» **WHAT IS EXPECTED**:
Search the records for the word "number". Copy every line where it appears.

» **RECORD EXTRACTS**:
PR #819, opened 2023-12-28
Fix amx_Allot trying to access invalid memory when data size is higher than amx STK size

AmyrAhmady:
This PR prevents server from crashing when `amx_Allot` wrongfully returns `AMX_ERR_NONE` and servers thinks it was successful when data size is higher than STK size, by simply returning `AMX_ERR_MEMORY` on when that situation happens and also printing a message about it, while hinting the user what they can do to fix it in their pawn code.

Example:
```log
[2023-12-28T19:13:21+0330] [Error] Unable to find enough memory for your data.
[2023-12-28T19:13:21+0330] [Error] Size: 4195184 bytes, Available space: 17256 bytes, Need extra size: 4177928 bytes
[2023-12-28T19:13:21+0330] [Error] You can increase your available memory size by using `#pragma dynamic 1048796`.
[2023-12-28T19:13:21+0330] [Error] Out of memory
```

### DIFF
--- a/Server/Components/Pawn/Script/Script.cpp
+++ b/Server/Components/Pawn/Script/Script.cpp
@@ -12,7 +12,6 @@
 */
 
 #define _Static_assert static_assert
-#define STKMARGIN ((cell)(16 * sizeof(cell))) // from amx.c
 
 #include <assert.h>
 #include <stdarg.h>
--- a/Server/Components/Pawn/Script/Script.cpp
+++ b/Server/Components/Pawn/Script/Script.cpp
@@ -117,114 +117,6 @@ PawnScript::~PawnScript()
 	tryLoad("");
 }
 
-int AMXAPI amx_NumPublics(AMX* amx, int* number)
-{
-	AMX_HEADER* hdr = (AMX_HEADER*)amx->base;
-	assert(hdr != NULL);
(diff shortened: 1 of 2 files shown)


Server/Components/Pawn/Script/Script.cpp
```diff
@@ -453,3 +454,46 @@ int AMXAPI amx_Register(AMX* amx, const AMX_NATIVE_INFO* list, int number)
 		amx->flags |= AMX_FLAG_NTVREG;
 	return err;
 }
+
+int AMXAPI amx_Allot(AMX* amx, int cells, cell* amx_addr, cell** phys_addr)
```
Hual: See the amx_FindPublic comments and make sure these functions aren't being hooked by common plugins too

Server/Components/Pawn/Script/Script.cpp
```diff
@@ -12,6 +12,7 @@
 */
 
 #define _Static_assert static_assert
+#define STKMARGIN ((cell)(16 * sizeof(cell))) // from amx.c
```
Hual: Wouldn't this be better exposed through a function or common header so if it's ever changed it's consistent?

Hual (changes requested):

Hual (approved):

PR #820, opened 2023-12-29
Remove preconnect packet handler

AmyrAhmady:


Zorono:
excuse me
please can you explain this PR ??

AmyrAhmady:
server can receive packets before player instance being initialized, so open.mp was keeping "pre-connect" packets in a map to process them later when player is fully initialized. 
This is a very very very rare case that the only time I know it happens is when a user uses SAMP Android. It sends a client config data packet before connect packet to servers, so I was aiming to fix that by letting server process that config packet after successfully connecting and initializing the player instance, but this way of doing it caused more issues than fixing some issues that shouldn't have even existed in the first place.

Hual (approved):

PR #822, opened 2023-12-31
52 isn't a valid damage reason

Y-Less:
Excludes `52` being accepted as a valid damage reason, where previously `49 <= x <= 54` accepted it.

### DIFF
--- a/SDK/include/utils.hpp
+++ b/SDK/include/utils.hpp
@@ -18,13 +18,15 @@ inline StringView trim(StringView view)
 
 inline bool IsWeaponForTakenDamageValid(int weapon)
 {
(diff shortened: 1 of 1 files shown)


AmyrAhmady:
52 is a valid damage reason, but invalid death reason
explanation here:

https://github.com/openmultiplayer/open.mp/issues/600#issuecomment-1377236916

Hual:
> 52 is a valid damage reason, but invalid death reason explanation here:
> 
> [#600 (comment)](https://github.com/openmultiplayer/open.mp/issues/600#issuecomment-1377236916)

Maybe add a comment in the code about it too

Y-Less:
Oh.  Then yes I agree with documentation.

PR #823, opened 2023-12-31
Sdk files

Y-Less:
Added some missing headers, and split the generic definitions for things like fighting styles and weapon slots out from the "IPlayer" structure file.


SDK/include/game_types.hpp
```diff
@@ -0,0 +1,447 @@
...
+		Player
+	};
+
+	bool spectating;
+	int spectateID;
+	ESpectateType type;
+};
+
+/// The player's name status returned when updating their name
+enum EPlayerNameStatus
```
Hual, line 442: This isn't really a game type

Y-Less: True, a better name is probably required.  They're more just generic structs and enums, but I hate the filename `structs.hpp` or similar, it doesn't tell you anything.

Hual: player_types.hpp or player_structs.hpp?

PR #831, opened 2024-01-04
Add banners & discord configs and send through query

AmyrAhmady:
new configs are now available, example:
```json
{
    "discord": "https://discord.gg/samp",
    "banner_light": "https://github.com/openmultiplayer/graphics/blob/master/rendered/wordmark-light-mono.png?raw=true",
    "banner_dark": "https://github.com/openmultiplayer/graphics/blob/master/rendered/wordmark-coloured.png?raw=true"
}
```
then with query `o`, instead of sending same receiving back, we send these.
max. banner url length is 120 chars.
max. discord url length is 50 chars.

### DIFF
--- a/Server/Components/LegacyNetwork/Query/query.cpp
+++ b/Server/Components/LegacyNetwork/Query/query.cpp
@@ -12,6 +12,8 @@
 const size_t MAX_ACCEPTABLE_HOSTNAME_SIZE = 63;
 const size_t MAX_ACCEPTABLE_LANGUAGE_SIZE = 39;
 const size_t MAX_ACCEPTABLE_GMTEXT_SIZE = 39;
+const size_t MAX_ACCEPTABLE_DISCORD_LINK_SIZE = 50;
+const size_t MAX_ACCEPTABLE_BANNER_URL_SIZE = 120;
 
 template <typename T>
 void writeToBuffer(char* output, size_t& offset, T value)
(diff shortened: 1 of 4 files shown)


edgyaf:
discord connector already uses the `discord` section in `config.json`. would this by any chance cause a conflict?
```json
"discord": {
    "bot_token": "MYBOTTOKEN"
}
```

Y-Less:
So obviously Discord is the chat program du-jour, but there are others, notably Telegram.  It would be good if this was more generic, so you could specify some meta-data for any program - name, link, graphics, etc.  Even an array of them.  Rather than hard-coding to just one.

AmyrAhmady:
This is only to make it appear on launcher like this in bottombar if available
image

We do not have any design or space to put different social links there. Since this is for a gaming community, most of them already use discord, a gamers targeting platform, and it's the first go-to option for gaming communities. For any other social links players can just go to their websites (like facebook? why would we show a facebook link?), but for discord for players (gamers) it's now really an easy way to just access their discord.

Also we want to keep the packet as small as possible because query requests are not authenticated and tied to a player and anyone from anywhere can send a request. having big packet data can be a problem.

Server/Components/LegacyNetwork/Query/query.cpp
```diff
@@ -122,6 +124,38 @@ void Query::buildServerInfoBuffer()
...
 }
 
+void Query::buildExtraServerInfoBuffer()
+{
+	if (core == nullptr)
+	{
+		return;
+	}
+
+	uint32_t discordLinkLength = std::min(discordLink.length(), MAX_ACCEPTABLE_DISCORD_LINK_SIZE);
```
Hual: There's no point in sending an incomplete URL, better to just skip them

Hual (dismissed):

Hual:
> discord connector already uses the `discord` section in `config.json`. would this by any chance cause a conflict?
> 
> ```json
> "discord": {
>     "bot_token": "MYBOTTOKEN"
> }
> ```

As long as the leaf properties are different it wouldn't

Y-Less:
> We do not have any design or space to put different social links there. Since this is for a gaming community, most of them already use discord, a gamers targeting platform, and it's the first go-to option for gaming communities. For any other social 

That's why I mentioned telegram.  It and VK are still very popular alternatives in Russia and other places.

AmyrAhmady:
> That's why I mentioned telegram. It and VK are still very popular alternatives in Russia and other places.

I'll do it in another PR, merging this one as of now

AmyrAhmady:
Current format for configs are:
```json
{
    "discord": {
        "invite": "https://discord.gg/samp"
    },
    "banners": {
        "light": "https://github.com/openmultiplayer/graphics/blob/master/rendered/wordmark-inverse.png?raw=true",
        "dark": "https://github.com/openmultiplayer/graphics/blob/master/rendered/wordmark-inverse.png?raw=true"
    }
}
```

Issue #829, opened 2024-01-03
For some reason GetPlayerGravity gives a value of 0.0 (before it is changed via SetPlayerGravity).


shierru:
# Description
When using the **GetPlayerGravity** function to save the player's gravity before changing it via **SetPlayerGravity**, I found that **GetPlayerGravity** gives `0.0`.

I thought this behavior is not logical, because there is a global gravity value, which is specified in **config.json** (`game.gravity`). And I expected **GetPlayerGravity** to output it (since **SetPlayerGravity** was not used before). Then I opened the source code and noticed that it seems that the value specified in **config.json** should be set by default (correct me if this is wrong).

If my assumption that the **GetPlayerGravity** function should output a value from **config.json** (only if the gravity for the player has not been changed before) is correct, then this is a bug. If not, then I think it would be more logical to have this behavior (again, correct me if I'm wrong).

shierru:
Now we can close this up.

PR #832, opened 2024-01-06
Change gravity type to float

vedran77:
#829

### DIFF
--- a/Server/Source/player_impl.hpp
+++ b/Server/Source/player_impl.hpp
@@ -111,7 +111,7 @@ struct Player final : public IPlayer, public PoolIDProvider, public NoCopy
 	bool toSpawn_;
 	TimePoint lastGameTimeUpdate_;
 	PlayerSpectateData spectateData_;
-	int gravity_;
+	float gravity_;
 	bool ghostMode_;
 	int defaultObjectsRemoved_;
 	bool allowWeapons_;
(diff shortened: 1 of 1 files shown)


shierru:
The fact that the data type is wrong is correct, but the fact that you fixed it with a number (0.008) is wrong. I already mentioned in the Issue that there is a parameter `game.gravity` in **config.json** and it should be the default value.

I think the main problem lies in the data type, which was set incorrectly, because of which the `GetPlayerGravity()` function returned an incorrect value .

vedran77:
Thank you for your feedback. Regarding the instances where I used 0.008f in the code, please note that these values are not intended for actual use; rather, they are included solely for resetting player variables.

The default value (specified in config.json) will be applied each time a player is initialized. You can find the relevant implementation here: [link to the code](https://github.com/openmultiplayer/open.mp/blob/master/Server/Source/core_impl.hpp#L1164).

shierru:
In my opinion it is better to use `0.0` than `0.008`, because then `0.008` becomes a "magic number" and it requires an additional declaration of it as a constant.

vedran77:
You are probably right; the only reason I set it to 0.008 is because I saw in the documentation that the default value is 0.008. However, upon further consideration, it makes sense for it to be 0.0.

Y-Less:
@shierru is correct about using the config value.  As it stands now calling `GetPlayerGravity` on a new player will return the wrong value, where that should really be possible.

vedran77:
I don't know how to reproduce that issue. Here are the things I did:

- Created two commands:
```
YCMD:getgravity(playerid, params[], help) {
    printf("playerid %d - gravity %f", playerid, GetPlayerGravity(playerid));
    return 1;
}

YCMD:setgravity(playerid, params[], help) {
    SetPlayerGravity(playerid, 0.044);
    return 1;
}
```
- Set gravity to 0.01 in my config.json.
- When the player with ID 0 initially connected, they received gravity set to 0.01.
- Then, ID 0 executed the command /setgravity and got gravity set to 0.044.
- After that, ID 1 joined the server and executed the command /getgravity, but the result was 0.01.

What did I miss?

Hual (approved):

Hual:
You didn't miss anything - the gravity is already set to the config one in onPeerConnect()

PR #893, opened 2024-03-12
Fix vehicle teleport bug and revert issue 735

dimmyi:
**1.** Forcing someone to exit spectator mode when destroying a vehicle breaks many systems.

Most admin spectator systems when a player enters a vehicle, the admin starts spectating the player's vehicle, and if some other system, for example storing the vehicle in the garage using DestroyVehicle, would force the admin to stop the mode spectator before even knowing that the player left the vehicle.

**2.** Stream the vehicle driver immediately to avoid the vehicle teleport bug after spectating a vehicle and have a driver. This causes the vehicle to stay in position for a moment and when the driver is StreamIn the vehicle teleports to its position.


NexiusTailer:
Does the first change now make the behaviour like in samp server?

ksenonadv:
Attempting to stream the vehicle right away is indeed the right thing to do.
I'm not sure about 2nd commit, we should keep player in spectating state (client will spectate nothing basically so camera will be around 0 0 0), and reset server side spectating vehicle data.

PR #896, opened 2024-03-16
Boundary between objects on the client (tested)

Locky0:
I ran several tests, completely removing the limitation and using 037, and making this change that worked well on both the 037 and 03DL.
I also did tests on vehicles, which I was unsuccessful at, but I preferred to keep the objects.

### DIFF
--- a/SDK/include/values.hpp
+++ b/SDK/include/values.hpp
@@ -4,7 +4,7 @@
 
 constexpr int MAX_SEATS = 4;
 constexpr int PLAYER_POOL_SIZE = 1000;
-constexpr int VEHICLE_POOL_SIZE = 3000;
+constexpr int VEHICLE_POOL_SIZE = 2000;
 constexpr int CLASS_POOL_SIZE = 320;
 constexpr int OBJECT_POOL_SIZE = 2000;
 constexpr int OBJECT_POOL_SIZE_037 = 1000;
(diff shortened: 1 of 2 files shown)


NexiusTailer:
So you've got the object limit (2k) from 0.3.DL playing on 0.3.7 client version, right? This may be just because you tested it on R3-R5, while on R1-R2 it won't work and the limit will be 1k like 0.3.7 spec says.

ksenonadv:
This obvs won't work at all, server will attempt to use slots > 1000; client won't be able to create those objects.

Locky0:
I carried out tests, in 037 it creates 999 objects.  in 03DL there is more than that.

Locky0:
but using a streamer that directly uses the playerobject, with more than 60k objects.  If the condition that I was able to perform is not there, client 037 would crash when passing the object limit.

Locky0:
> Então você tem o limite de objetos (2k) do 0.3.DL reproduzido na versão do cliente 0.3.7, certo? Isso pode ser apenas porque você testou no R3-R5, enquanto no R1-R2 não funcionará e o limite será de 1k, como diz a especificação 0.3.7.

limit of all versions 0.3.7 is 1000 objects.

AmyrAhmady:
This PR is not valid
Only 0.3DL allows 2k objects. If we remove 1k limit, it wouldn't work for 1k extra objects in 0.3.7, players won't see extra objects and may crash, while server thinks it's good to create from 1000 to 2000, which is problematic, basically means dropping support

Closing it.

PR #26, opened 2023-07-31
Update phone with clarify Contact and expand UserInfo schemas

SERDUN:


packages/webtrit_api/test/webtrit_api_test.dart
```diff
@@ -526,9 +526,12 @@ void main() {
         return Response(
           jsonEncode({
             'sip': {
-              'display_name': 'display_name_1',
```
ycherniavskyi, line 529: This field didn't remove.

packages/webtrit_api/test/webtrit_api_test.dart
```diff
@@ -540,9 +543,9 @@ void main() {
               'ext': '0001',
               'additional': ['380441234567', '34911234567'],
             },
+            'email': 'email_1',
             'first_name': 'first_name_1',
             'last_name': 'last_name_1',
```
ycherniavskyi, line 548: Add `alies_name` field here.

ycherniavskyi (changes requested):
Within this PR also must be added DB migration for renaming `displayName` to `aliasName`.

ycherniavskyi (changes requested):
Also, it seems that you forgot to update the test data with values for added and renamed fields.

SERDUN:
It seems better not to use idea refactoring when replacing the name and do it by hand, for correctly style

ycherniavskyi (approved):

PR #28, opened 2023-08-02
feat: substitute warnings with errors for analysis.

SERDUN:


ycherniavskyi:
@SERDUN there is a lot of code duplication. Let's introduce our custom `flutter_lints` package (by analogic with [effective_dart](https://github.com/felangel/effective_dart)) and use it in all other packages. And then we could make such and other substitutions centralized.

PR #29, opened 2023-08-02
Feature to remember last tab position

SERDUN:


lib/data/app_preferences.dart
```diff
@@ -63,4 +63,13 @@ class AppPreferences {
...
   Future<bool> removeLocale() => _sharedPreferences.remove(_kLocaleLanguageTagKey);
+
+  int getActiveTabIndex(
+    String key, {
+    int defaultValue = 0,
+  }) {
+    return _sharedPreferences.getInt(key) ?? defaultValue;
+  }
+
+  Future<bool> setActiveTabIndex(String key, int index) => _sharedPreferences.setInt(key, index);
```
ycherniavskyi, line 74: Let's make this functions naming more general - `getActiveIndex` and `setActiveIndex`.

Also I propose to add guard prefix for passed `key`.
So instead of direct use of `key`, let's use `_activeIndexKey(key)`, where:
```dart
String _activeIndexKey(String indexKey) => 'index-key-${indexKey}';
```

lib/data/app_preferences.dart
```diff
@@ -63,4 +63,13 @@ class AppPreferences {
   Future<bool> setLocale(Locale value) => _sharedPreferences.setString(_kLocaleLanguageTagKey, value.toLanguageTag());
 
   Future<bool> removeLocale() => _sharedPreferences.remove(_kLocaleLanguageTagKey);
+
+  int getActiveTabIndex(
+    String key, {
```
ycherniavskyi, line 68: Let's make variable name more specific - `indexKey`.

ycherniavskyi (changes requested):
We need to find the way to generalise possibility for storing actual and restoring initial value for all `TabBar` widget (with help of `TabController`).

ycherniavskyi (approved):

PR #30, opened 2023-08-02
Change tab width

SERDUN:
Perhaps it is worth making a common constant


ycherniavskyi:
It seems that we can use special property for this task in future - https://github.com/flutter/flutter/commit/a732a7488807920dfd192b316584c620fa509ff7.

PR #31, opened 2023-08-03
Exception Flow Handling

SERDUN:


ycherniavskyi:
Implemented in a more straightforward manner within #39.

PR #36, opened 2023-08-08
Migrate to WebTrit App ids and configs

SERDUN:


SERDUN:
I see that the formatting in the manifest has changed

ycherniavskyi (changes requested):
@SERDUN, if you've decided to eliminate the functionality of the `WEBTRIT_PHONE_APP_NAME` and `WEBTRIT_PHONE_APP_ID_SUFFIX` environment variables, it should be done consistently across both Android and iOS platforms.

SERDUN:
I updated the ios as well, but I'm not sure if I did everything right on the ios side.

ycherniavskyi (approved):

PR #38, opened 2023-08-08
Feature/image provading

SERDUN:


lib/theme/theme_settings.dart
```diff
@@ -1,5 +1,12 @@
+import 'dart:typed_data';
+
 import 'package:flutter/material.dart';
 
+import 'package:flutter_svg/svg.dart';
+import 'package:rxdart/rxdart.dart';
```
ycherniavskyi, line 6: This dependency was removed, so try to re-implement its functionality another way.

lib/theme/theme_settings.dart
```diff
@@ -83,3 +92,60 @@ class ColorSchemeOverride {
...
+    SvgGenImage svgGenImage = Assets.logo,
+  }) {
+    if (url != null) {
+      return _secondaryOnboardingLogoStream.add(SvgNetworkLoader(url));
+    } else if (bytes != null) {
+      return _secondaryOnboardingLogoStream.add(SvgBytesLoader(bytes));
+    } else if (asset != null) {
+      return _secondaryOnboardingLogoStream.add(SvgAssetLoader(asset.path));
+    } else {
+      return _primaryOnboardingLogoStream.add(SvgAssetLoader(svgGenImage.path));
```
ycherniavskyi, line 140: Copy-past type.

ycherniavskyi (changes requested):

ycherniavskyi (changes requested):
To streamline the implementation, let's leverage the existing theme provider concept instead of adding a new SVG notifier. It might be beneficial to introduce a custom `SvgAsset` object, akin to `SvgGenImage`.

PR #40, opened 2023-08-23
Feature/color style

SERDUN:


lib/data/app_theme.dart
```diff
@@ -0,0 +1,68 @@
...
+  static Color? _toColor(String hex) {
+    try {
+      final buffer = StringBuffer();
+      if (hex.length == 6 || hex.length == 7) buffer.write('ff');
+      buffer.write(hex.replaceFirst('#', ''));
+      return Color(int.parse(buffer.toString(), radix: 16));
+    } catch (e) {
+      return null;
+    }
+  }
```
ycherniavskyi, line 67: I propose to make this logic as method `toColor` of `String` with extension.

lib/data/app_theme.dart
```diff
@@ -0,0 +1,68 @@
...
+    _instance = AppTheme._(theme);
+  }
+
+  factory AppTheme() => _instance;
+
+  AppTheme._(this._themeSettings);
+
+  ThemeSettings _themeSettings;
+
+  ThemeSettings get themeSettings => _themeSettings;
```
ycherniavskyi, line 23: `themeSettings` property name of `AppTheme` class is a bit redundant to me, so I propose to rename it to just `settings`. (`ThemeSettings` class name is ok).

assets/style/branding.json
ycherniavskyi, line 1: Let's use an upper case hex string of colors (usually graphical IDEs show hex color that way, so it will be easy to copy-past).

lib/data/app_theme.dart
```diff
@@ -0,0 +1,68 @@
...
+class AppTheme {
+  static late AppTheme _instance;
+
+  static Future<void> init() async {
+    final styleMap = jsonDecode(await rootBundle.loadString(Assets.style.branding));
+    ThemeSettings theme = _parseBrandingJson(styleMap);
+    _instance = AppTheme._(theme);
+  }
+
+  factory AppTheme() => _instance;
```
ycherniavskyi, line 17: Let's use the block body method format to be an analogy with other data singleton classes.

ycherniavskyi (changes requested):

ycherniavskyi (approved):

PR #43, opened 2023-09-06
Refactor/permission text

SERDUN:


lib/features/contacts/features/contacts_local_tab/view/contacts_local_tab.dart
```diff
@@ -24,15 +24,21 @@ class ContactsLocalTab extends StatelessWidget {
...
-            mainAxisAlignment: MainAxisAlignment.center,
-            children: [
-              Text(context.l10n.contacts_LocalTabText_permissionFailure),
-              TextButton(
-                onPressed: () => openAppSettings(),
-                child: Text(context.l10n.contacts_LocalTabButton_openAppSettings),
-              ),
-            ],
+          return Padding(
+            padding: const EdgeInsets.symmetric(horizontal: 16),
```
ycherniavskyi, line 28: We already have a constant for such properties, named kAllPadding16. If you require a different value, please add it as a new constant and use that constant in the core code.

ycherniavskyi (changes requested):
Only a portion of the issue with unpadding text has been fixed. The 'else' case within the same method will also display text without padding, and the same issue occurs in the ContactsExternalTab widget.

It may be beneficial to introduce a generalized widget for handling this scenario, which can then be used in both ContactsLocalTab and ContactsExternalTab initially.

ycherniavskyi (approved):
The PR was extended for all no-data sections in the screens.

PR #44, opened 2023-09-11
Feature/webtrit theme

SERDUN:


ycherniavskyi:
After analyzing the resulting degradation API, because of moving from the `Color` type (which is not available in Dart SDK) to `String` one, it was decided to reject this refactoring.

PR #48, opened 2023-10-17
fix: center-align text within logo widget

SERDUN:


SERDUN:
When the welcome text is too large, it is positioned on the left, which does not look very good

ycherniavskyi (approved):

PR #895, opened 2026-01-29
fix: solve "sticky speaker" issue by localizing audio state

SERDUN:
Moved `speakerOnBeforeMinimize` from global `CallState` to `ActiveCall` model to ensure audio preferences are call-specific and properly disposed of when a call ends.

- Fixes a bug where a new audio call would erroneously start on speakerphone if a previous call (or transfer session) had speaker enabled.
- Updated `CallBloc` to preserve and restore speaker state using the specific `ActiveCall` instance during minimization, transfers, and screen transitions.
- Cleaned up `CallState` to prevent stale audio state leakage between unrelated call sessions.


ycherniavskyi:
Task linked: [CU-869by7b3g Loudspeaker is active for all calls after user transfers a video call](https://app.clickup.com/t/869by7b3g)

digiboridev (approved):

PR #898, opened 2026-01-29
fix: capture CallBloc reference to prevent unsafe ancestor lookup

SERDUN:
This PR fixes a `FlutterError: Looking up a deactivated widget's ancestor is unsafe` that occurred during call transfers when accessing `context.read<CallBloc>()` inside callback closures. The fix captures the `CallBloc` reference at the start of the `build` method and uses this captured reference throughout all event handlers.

» **YOUR RESPONSE**:
-int AMXAPI amx_NumPublics(AMX* amx, int* number)
@@ -453,3 +454,46 @@ int AMXAPI amx_Register(AMX* amx, const AMX_NATIVE_INFO* list, int number)
The fact that the data type is wrong is correct, but the fact that you fixed it with a number (0.008) is wrong. I already mentioned in the Issue that there is a parameter `game.gravity` in **config.json** and it should be the default value.
In my opinion it is better to use `0.0` than `0.008`, because then `0.008` becomes a "magic number" and it requires an additional declaration of it as a constant.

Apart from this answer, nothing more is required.